Original array: 12 11 13 5 6 7 
Sorted array: 5 6 7 11 12 13 
Original array 2: 4 10 3 5 1 
Sorted array 2: 1 3 4 5 10

Stepwise Explanation

1. heapify(std::vector& arr, int n, int i) Function:

• This function takes an array arr, its current size n (which shrinks during the sorting process), and an index i representing the root of the subtree to be heapified.
• It assumes the subtrees at left and right (children of i) are already heaps.
• It identifies the largest element among the root (i) and its children (2*i + 1, 2*i + 2).
• If the largest element is not the current root i, it swaps arr[i] with arr[largest].
• Crucially, after swapping, the subtree rooted at largest might no longer be a heap. Therefore, heapify is called recursively on the largest index to restore the heap property down the tree.
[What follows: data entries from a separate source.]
PR #1932, opened 2026-01-26
Adding pickle to the track

theSPGN:


theSPGN:
@pcuenca Hi, yeah I wanted to add my private model to the track, so whenever pikle file with whole model is downloaded it counts it in stats. I created 2 PRs for a pikle format. Do I need to specify it with the url to HF model? I think now yaml file is being counted.

PR #1933, opened 2026-01-26
Add pickle function for model loading

theSPGN:
Add a function to load a model using pickle from Hugging Face Hub.


theSPGN:
> hey sorry but we don't promote pickle anymore as it's quite insecure for community sharing

Hi, is there any other format you recommend instead?

Wauplin:
> Hi, is there any other format you recommend instead?

Yes! For saving model weights, we recommend `safetensors` which has been specifically designed with safety in mind: https://huggingface.co/docs/safetensors/index
For general purpose pickles it really depends on what's saved in it.

PR #1935, opened 2026-01-27
Add StormScope registry

pzharrington:
Adds the `registry.json` tracker for new StormScope model on HuggingFace

### DIFF
--- a/packages/tasks/src/model-libraries.ts
+++ b/packages/tasks/src/model-libraries.ts
@@ -1190,14 +1190,6 @@ export const MODEL_LIBRARIES_UI_ELEMENTS = {
 		countDownloads: `path:"model.safetensors"`,
 		snippets: snippets.stable_audio_tools,
 	},
-	stormscope: {
-		prettyLabel: "StormScope",
-		repoName: "StormScope",
-		repoUrl: "https://github.com/NVIDIA/earth2studio",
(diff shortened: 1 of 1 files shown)


packages/tasks/src/model-libraries.ts
```diff
@@ -1190,6 +1190,14 @@ export const MODEL_LIBRARIES_UI_ELEMENTS = {
 		countDownloads: `path:"model.safetensors"`,
 		snippets: snippets.stable_audio_tools,
 	},
+	stormscope: {
+		prettyLabel: "StormScope",
+		repoName: "StormScope",
+		repoUrl: "https://github.com/NVIDIA/earth2studio.git",
```
```suggestion
		repoUrl: "https://github.com/NVIDIA/earth2studio",
```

1. heapSort(std::vector& arr, int n) Function:

• Build Max Heap: The first phase is to convert the input array into a max-heap. This is done by iterating from the last non-leaf node (n/2 - 1) up to the root (0). For each of these nodes, heapify is called. This ensures that when the loop finishes, the entire array satisfies the max-heap property (largest element is at index 0).
• Extract Elements: After building the heap, the largest element is always at arr[0]. The second phase involves repeatedly extracting the maximum element:
• Swap the current root (arr[0]) with the last element of the heap (arr[i]).
• Decrement the heap size (i--), effectively removing the largest element from consideration for the heap.
• Call heapify on the new root (arr[0]) with the reduced heap size to restore the max-heap property. This recursive call ensures the next largest element floats to the top.
• This process continues until the heap size becomes 1. At this point, the array is sorted in ascending order.

Conclusion

Heap sort is an efficient, in-place sorting algorithm with a time complexity of O(n log n) in all cases (best, average, and worst). The recursive heapify function is fundamental to its operation, ensuring that the heap property is maintained as elements are rearranged and extracted. Its consistent performance makes it a reliable choice for various applications where guaranteed efficiency is required.

Summary

• Heap sort is a comparison-based sorting algorithm using a binary heap.
• It has an O(n log n) time complexity for best, average, and worst cases, making it very stable in performance.
• The algorithm involves two main phases: building a max-heap and repeatedly extracting the maximum element.
• The heapify function, implemented recursively, is crucial for maintaining the heap property by sifting down elements.
• Heap sort is an in-place algorithm, requiring minimal additional space (O(1) auxiliary space).
• It is used in priority queue implementations and system software due to its reliable performance.